▶ [Assignment] Note how many lines in the entries contain the string "user", then give that number and nothing else.

(Extracted data entries)
^^^^

PR #3352, opened 2023-04-07
backup: merge backup/paths to backupspec/paths

karol-kokoszka:
Merges backup/paths.go with backup/backupspec/paths that are serving the same purpose

---

Please make sure that:


Michal-Leszczynski:
Why have you merged commit which failed Integration Tests because the code didn't compile?!?

karol-kokoszka:
Wanted to have it faster on master...
I had to do the follow up anyway.

Michal-Leszczynski:
That's ok, but let's try to wait for the checks to end before merging future PRs

karol-kokoszka:
sure, don't worry, no one should use the latest master
stable/released scylla-manager packages is something what customer should use

PR #3353, opened 2023-04-07
Split tables worker

karol-kokoszka:
The main purpose of this PR is to split restore_worker_tables into two pieces:
- restore worker tables which works in context of the whole restore
- restore worker index which works in context of one manifest index

---

Please make sure that:


karol-kokoszka:
@Michal-Leszczynski I'm merging it, please leave comments if you find something weird in the code. I'll be notified via email about this fact, so it won't be lost.

pkg/service/backup/restore_worker_tables.go
```diff
@@ -0,0 +1,158 @@
...
+
+	"github.com/pkg/errors"
+	"github.com/scylladb/go-set/strset"
+	"github.com/scylladb/scylla-manager/v3/pkg/service/backup/backupspec"
+)
+
+type tablesWorker struct {
+	restoreWorkerTools
+
+	hosts   []restoreHost // Restore units created for currently restored location
```
Michal-Leszczynski: After separating `tablesWorker` and `indexWorker` there is no actual need to keep `hosts` as a field in `tablesWorker`, because we only pass it straight to the `indexWorker` right after its initialization.
This would also fit into the theme of separating those two structures.

pkg/service/backup/restore_worker_tables.go
```diff
@@ -0,0 +1,158 @@
+package backup
```
Michal-Leszczynski, line 1: This file is lacking a license!

PR #3356, opened 2023-04-11
rclone: compare files basing on checksum

### LINKED ISSUE #3355: rclone: file skip should base on checksum explicitly
We need to rely on checksum instead of size and modification time when rclone compares files.
Otherwise, it's possible that the same files basing on content will be marked as not equal.
Besides, as we enabled versioning for SSTables in 3.1 and master, it will cause creation of another copy of the same file.

Here are more details about checksum flag https://rclone.org/docs/#c-checksum

karol-kokoszka:
Closes #3355 

---

Please make sure that:

### DIFF
--- a/pkg/scyllaclient/client_rclone.go
+++ b/pkg/scyllaclient/client_rclone.go
@@ -598,6 +598,7 @@ func (c *Client) RcloneCheckPermissions(ctx context.Context, host, remotePath st
 }
 
 // RclonePut uploads file with provided content under remotePath.
+// WARNING: This API call doesn't compare checksums. It relies on sizes only. This call cannot be used for moving sstables.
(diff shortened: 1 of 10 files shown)


pkg/scyllaclient/client_rclone.go
```diff
@@ -598,6 +598,7 @@ func (c *Client) RcloneCheckPermissions(ctx context.Context, host, remotePath st
 }
 
 // RclonePut uploads file with provided content under remotePath.
+// WARNING: This API call doesn't compare checksums. It relies on sizes only. This call cannot be used for moving sstables.
```
Michal-Leszczynski, line 601: Why is that?
I'm not saying that's not true, but I am just curious.

PR #3360, opened 2023-04-14
Tests for restoring scylla tables

Michal-Leszczynski:
This PR fixes bug in restore cdc tables blacklisting.
Moreover, it adds test for restoring Scylla tables `system_auth.* system_traces.* system_distributed.service_levels`.


Michal-Leszczynski:
The tests weren't passing because the restore destination cluster had 29 rows in `system_auth.role_permissions` and restores source cluster had only 5 of those rows (so it's strange, because usually it's the other way around). I could only reproduce it locally when running the whole test suit, but I couldn't see it when running a single test that was supposed to fail. I don't know how those additional rows got there, but after I truncated Scylla tables before populating them with test data, the tests passed on github actions.

karol-kokoszka (approved):
:+1:

PR #3361, opened 2023-04-16
Remind about resetting tombstone_gc after restore

Michal-Leszczynski:
This PR reminds user to also reset tombstone_gc mode (alongside repair) after successful restore.


Michal-Leszczynski:
The other place where user is reminded to run restore follow-up action is at displaying progress.
On the other hand, this message does not require any update, because it says:
`NOTE: all completed restore tasks require specific follow-up action - see docs for more information`.

karol-kokoszka (approved):

PR #3371, opened 2023-04-20
restore: skip mv and si restoration

### LINKED ISSUE #3368: MV and SI should be skip from the restore procedure
Restoration of materialize view and secondary indexes doesn't work with Manager 3.1.
Command fails with information 
```
Error: get resource: create restore units: validate table exists: not found
```
It's because manager checks `system_schema.tables` table against mv and si existence.
Materialize views and secondary indexes are defined in `system_schmea.view` instead.

Manager 3.1 must skip the materialize view and secondary index restoration.
Instead, end user must drop and recreate the materialize view and secondary index after he/she restored all tables.

karol-kokoszka:
Fixes #3368 

---

Please make sure that:

### DIFF
--- a/pkg/service/backup/restore.go
+++ b/pkg/service/backup/restore.go
@@ -8,7 +8,7 @@ import (
 	"strings"
 
 	"github.com/pkg/errors"
-
+	"github.com/scylladb/gocqlx/v2/qb"
 	. "github.com/scylladb/scylla-manager/v3/pkg/service/backup/backupspec"
 	"github.com/scylladb/scylla-manager/v3/pkg/util/uuid"
 )
@@ -63,6 +63,16 @@ func (s *Service) GetRestoreTarget(ctx context.Context, clusterID uuid.UUID, pro
 
 		for _, ks := range doNotRestore {
 			t.Keyspace = append(t.Keyspace, "!"+ks)
+		}
+
+		// Filter out all materialized views and secondary indexes. They are not a part of restore procedure at the moment.
+		// See https://docs.scylladb.com/stable/operating-scylla/procedures/backup-restore/restore.html#repeat-the-following-steps-for-each-node-in-the-cluster.
+		views, err := s.listAllViews(ctx, clusterID)
+		if err != nil {
+			return t, errors.Wrapf(err, "list all views of cluster %s", clusterID.String())
+		}
+		for _, viewName := range views {
+			t.Keyspace = append(t.Keyspace, "!"+viewName)
 		}
 	}
 
@@ -243,4 +253,28 @@ func (s *Service) forEachRestoredManifest(clusterID uuid.UUID, target RestoreTar
 		}
 		return s.forEachManifest(ctx, clusterID, []Location{location}, filter, f)
 	}
+}
+
+// listAllViews is the utility function that queries system_schema.views table to get list of all views created on the cluster.
+// system_schema.views contains view definitions for materialized views and for secondary indexes.
+func (s *Service) listAllViews(ctx context.Context, clusterID uuid.UUID) (views []string, err error) {
+	// Get cluster session
+	clusterSession, err := s.clusterSession(ctx, clusterID)
+	if err != nil {
+		return nil, errors.Wrap(err, "get CQL cluster session")
+	}
+
+	iter := qb.Select("system_schema.views").
+		Columns("keyspace_name", "view_name").
+		Query(clusterSession).Iter()
+	defer func() {
+		err = iter.Close()
+	}()
+
+	var keyspace, view string
+	for iter.Scan(&keyspace, &view) {
+		views = append(views, keyspace+"."+view)
+	}
+
+	return
 }
--- a/pkg/service/backup/service_backup_restore_integration_test.go
+++ b/pkg/service/backup/service_backup_restore_integration_test.go
@@ -335,21 +335,40 @@ func TestRestoreTablesSmokeIntegration(t *testing.T) {
 		testParallel  = 3
 	)
 
-	target := RestoreTarget{
-		Location: []Location{
-			{
-				DC:       "dc1",
-				Provider: S3,
-				Path:     testBucket,
-			},
+	location := []Location{
+		{
+			DC:       "dc1",
+			Provider: S3,
+			Path:     testBucket,
 		},
-		Keyspace:      []string{testKeyspace},
-		BatchSize:     testBatchSize,
-		Parallel:      testParallel,
-		RestoreTables: true,
 	}
+	locStr, err := json.Marshal(location)
+	if err != nil {
+		t.Fatal(err)
+	}
+	tablesTargetProps := fmt.Sprintf(`
+{
+  "location": %s,
+  "keyspace": [
+    "%s"
+  ],
+  "snapshot_tag": "sm_20060102150405UTC",
+  "batch_size": %d,
+  "parallel": %d,
+  "restore_tables": true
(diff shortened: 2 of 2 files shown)


Michal-Leszczynski:
I don't really like the fact that we have to "if-out" MV and SI in different places of the code (creating restore units, iterating over filesMeta). I would say that this type of blacklisting is the responsibility of `RestoreTarget.Keyspace` field, so maybe we should consider blacklisting MV and SI in the same way? This would require us to iterate over all rows in `system_schema.views` in the `GetRestoreTarget`, but that shouldn't be much of a problem.

What do you think about that approach?

Michal-Leszczynski:
@karol-kokoszka ^^

karol-kokoszka:
Yes, it make sense to include that into RestoreTarget.
I just made a change in my PR locally, but seems it's not enough to add the view to doNotRestore.

Michal-Leszczynski:
What do you mean by that?
If this is about failing `restoreTablesSmokeIntegration`, then this test should be adjusted, because we skip the `getRestoreTarget` there, but it cannot be skipped in the normal workflow.

karol-kokoszka:
@Michal-Leszczynski You are right !
It was enough to update GetRestoreTarget.
Test is updated.

pkg/service/backup/restore.go
```diff
@@ -64,6 +66,14 @@ func (s *Service) GetRestoreTarget(ctx context.Context, clusterID uuid.UUID, pro
...
 			t.Keyspace = append(t.Keyspace, "!"+ks)
 		}
+
+		views, err := s.listAllViews(ctx, clusterID)
+		if err != nil {
+			return t, errors.Wrapf(err, "list all views of cluster %s", clusterID.String())
+		}
+		for _, viewName := range views {
+			t.Keyspace = append(t.Keyspace, "!"+viewName)
+		}
```
Michal-Leszczynski, line 76: Maybe add a comment here why do not support restoration of MV and SI.

pkg/service/backup/restore.go
```diff
@@ -244,3 +254,29 @@ func (s *Service) forEachRestoredManifest(clusterID uuid.UUID, target RestoreTar
 		return s.forEachManifest(ctx, clusterID, []Location{location}, filter, f)
 	}
 }
+
+// listAllViews is the utility function that queries system_schema.views table to get list of all views created on the cluster.
+func (s *Service) listAllViews(ctx context.Context, clusterID uuid.UUID) (views []string, err error) {
```
Michal-Leszczynski, line 259: Maybe it's worth to mention that the `system_schema.views` also contains indexes?
It wasn't clear for me why we only query this table and not the `system_schema.indexes`.

pkg/service/backup/restore.go
```diff
@@ -244,3 +254,29 @@ func (s *Service) forEachRestoredManifest(clusterID uuid.UUID, target RestoreTar
...
+			err = multierr.Append(err, err2)
+		}
+	}()
+
+	var keyspace, view string
+	for iter.Scan(&keyspace, &view) {
+		views = append(views, keyspace+"."+view)
+	}
+
+	return
```
Michal-Leszczynski, line 281: What is the need for this defer and error appending?
If we get to the point of defer, err always equals nil.
Wouldn't it be nicer to get rid of named return and write:
```go
	var keyspace, view string
	for iter.Scan(&keyspace, &view) {
		views = append(views, keyspace+"."+view)
	}

	return iter.Close()
```

pkg/service/backup/service_backup_restore_integration_test.go
```diff
@@ -335,21 +335,40 @@ func TestRestoreTablesSmokeIntegration(t *testing.T) {
...
+{
+  "location": %s,
+  "keyspace": [
+    "%s"
+  ],
+  "snapshot_tag": "sm_20060102150405UTC",
+  "batch_size": %d,
+  "parallel": %d,
+  "restore_tables": true
+}`, locStr, testKeyspace, testBatchSize, testParallel)
```
Michal-Leszczynski, line 359: I really like the idea to store restore parameters as json, so that we can properly use `GetRestoreTarget` in the tests!

But it could be the case for more tests than just the `testRestoreTablesSmokeIntegration`! Moreover, it does not feel good that we have to hardcode some random snapshot_tag just for the `GetRestoreTarget` to pass and than swap it with an actual one. 
For those reasons, maybe we could write a function, which could take restore task params and convert them to a json accepted by the `GetRestoreTarget`. Maybe this function could accept `RestoreTarget` for simplicity? Then, this function should be used in all restore tests which would also make them more robust.

pkg/service/backup/service_backup_restore_integration_test.go
```diff
@@ -362,40 +381,55 @@ func TestRestoreSchemaSmokeIntegration(t *testing.T) {
...
 		srcClientCfg = scyllaclient.TestConfig(ManagedSecondClusterHosts(), AgentAuthToken())
 		mgrSession   = CreateScyllaManagerDBSession(t)
-		dstSession   = CreateSessionAndDropAllKeyspaces(t, ManagedClusterHosts())
-		srcSession   = CreateSessionAndDropAllKeyspaces(t, ManagedSecondClusterHosts())
-		dstH         = newRestoreTestHelper(t, mgrSession, cfg, target.Location[0], nil)
-		srcH         = newRestoreTestHelper(t, mgrSession, cfg, target.Location[0], &srcClientCfg)
+		dstH         = newRestoreTestHelper(t, mgrSession, cfg, location, nil)
+		srcH         = newRestoreTestHelper(t, mgrSession, cfg, location, &srcClientCfg)
+		dstSession   gocqlx.Session
+		srcSession   gocqlx.Session
```
Michal-Leszczynski, line 416: Maybe it's worth to leave the basic `restoreTablesSmokeIntegration` test and write a brand new one for this case? This would perhaps allow us to avoid the ifology in `smokeRestore` function in favor of creating another one.

Michal-Leszczynski (changes requested):

pkg/service/backup/restore.go
karol-kokoszka: Index actually is a view that shows the table ordered according to the index definition.
But I can add comment about that anyway.

pkg/service/backup/service_backup_restore_integration_test.go
karol-kokoszka: Sure, I can remove snapshot_tag from the payload definition.
But I'm not gonna refactor other tests now.

Please propose follow up PR if you see it as something really helpfull and needed.

pkg/service/backup/service_backup_restore_integration_test.go
karol-kokoszka: I don't think it make sense to leave previous restoreTablesSmokeIntegration.
It did almost the same what the current one does.
The difference is that the current one restores the schema the "universal restore" way + current one creates materialized view + secondary index in backup.

pkg/service/backup/service_backup_restore_integration_test.go
karol-kokoszka: UPDATE: I cannot remove snapshot_tag.
This field cannot be empty https://github.com/scylladb/scylla-manager/blob/803d2919ccbca134cfe9fc3437cd88a642abd9a1/pkg/service/backup/restore_model.go#L23

Test fails with "not a Scylla Manager snapshot tag, expected format is sm_20060102150405UTC" on GetRestoreTarget() call if the field is empty.

PR #3378, opened 2023-04-25
Refactor restore tests

Michal-Leszczynski:
This PR removes unnecessary clutter from restore tests.


karol-kokoszka (approved):
nice ! :+1:

Issue #3381, opened 2023-04-28
Separate restore and backup pkg


Michal-Leszczynski:
Currently the code for backup and restore lives in the same package (backup). They share some small amount of code, so it was convenient to write it that way, but it has its own drawbacks (e.g. structures specific for restore had to be named like `RestoreTarget`, `RestoreUnits` instead of `Target`, `Units` like in other pkgs).
Moreover, right now integration tests are divided by pkg, so we always run backup and restore tests together.
We could benefit from splitting them (it would decrease the time needed for gh actions to finish, ref #3372).

I suggest that we should separate those pkgs.

Michal-Leszczynski:
@karol-kokoszka What do you think about that?

karol-kokoszka:
@Michal-Leszczynski Brilliant ! 
Let's do that. But outside of 3.1 scope and outside of 3.1.1 scope.
Let me tag it with 3.2.

PR #3383, opened 2023-05-04
Run integration tests in parallel in github actions

### LINKED ISSUE #3372: Split sanity-check/integration-tests per pkg-integration-test
Right now, integration tests per package are executed one by one.
It can be parallelized and integration tests check should be split per package.
See https://github.com/scylladb/scylla-manager/blob/803d2919ccbca134cfe9fc3437cd88a642abd9a1/Makefile#L89-L100

Please split Sanity-check into two:
- Sanity-checks (that contains make lint + make unit-test)
- Integration-tests (that contains make pkg_integration_tests X number of these package tests)

Michal-Leszczynski:
This PR refactors environment set up, so that it's cleaner and reusable.
It also makes github actions run each pkg test in a separate job in parallel. 
In order to further improve performance:
- backup and restore tests have been separated into different jobs (even though they live in the same pkg #3381)
- restore tables tests and restore schema tests have been further divided into different jobs (because both of them take huge amount of time)
- tests for smaller packages have been merged into one job (we don't need to set up env for each of them separately)

Fixes #3372

### DIFF
--- a/.github/actions/test-setup/action.yml
+++ b/.github/actions/test-setup/action.yml
@@ -1,0 +1,32 @@
+name: "Set up testing dependencies"
+description: "Set up GO, package dependencies and install-dependencies"
+inputs:
+  start-dev-env:
+    description: "Should this action run 'make start-dev-env'"
+    required: false
+    default: 'true'
+runs:
+  using: "composite"
+  steps:
+    - name: Set up Go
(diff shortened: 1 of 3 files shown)


karol-kokoszka (approved):
:+1:

PR #230, opened 2022-08-19
Registrations for exited or unknown validators will not be sent to the builder network

StefanBratanov:
Clarify in the `registerValidator` description that registrations for `exited` or unknown validators will not be sent to the builder network.

Related to https://github.com/flashbots/mev-boost/issues/245

### DIFF
--- a/apis/validator/register_validator.yaml
+++ b/apis/validator/register_validator.yaml
@@ -10,8 +10,8 @@ post:
     blocks that do not adhere to their latest fee recipient and gas limit
     preferences.
 
-    Note that requests containing currently inactive or unknown validator
-    pubkeys will be accepted, as they may become active at a later epoch.
+    Note that requests must not contain exited validator pubkeys. However, requests may contain inactive or unknown validator
+    pubkeys, as they may become active at a later epoch.
   tags:
     - Validator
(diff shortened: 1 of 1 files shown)


ralexstokes:
noting that the builder specs only accept `active` or `pending` validators: https://github.com/ethereum/builder-specs/blob/main/apis/builder/validators.yaml#L7

it would make sense to ensure alignment on this so the beacon node/validator client don't end up doing extra work they don't need to do

StefanBratanov:
> noting that the builder specs only accept `active` or `pending` validators: https://github.com/ethereum/builder-specs/blob/main/apis/builder/validators.yaml#L7
> 
> it would make sense to ensure alignment on this so the beacon node/validator client don't end up doing extra work they don't need to do

Thank you. Makes sense. Changed the description.

michaelsproul (dismissed):

rolfyone:
one minor comment from @mcdee re. wording, which we can fix easily before merging:
```
I'm not a massive fan of the use of "will" in the text.  If this is a specification they should be "must" (if I'm reading the spec correctly).
```

rolfyone (approved):
LGTM

PR #234, opened 2022-08-30
Remove format: hex

dapplion:
Not specified as valid format in openapi https://swagger.io/docs/specification/data-models/data-types/

Makes [AJV](https://ajv.js.org) throw error on schema validation "format unknown"

### DIFF
--- a/types/primitive.yaml
+++ b/types/primitive.yaml
@@ -55,7 +55,6 @@ Bytes32:
 
 Graffiti:
   type: string
-  format: hex
   example: "0xcf8e0d4e9587369b2301d0790347320302cc0943d5a1884560367e8208d920f2"
   pattern: "^0x[a-fA-F0-9]{64}$"
 


mpetrunic (commented):
Hexy is not a type here, it's format. According to spec format allows any value: https://swagger.io/docs/specification/data-models/data-types/#format

dapplion:
> Hexy is not a type here, it's format. According to spec format allows any value: https://swagger.io/docs/specification/data-models/data-types/#format

What's the point of listing format: hex here? It's not done for any other hex value and it already has a regex.

mpetrunic:
> > Hexy is not a type here, it's format. According to spec format allows any value: https://swagger.io/docs/specification/data-models/data-types/#format
> 
> What's the point of listing format: hex here? It's not done for any other hex value and it already has a regex.

could help tooling to figure out code generation for parsing and type conversion

dapplion:
> > > Hexy is not a type here, it's format. According to spec format allows any value: https://swagger.io/docs/specification/data-models/data-types/#format
> > 
> > 
> > What's the point of listing format: hex here? It's not done for any other hex value and it already has a regex.
> 
> could help tooling to figure out code generation for parsing and type conversion

Then why is it not applied to all hex strings in the codebase?

rolfyone:
While most of the formats are not strictly valid, I think if we don't use something, we end up with a whole bunch of 'string' and no context. Unless there's it's really breaking something, it's the only context of a lot of the data formats that we have...

It would be my preference to keep formats...

mpetrunic:
> > > > Hexy is not a type here, it's format. According to spec format allows any value: https://swagger.io/docs/specification/data-models/data-types/#format
> > > 
> > > 
> > > What's the point of listing format: hex here? It's not done for any other hex value and it already has a regex.
> > 
> > 
> > could help tooling to figure out code generation for parsing and type conversion
> 
> Then why is it not applied to all hex strings in the codebase?

Would you be willing to open PR to add it to all hex strings in the codebase? 😉

dapplion:
> > > > > Hexy is not a type here, it's format. According to spec format allows any value: https://swagger.io/docs/specification/data-models/data-types/#format
> > > > 
> > > > 
> > > > What's the point of listing format: hex here? It's not done for any other hex value and it already has a regex.
> > > 
> > > 
> > > could help tooling to figure out code generation for parsing and type conversion
> > 
> > 
> > Then why is it not applied to all hex strings in the codebase?
> 
> Would you be willing to open PR to add it to all hex strings in the codebase? wink

Yeah sure

dapplion:
Closing for https://github.com/ethereum/beacon-APIs/pull/238

PR #235, opened 2022-08-30
Remove unnecessary allOf from error reponse schemas

dapplion:
The build step done on build resolves all $ref references.

https://github.com/ethereum/beacon-APIs/blob/9cab46ad3c94a4a2779b42fa21f6bb1955b60b56/.github/workflows/main.yml#L18

If a property is specified both in the $ref and the existing schema the latter overrides $ref without needing allOf syntax. So
- If you need to override the description property or add a new example, no need for allOf
- If you need to merge object "properties" you need allOf to perform deep merging at runtime

### DIFF
--- a/apis/validator/prepare_beacon_proposer.yaml
+++ b/apis/validator/prepare_beacon_proposer.yaml
@@ -37,6 +37,6 @@ post:
       description: |
         Preparation information has been received.
     "400":
-      $ref: '../../beacon-node-oapi.yaml#/components/responses/InvalidRequest'
+      $ref: "../../beacon-node-oapi.yaml#/components/responses/InvalidRequest"
     "500":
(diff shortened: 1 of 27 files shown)


apis/validator/prepare_beacon_proposer.yaml
```diff
@@ -37,6 +37,6 @@ post:
       description: |
         Preparation information has been received.
     "400":
-      $ref: '../../beacon-node-oapi.yaml#/components/responses/InvalidRequest'
+      $ref: "../../beacon-node-oapi.yaml#/components/responses/InvalidRequest"
```
rolfyone, line 40: i didn't think double quotes should matter? single quotes should be fine...

rolfyone (approved):
LGTM

mpetrunic:
Surprisingly, even though it's against spec, it actually works in swagger UI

^^^^

▶ [Result below] 3